▶ [Work order] Once you have read the data below, print all of it exactly.

Saved data entries:
Start of Block

PR #1062, opened 2019-11-26
Extend `@rename` directive to work with arguments and input fields

### LINKED ISSUE #521: Use `@rename` on arguments/input object values
Hi All,

I've dug into the source code and can't really find answer, does the rename directive only apply to 'normal' types. IE. 
`type User {...}`

I was hoping I could use it on an Input to convert from camel case (in the schema) to snake case. However my experience using the `@rename` directive in `input`s has been that it doesn't work/rename the fields as it does in `type` sets. Wondering if that is intentional or if I might not be doing something right.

End of Block

▶ [Exercise result]
PR #1062, opened 2019-11-26
Extend `@rename` directive to work with arguments and input fields

### LINKED ISSUE #521: Use `@rename` on arguments/input object values
Hi All,

I've dug into the source code and can't really find answer, does the rename directive only apply to 'normal' types. IE. 
`type User {...}`

I was hoping I could use it on an Input to convert from camel case (in the schema) to snake case. However my experience using the `@rename` directive in `input`s has been that it doesn't work/rename the fields as it does in `type` sets. Wondering if that is intentional or if I might not be doing something right.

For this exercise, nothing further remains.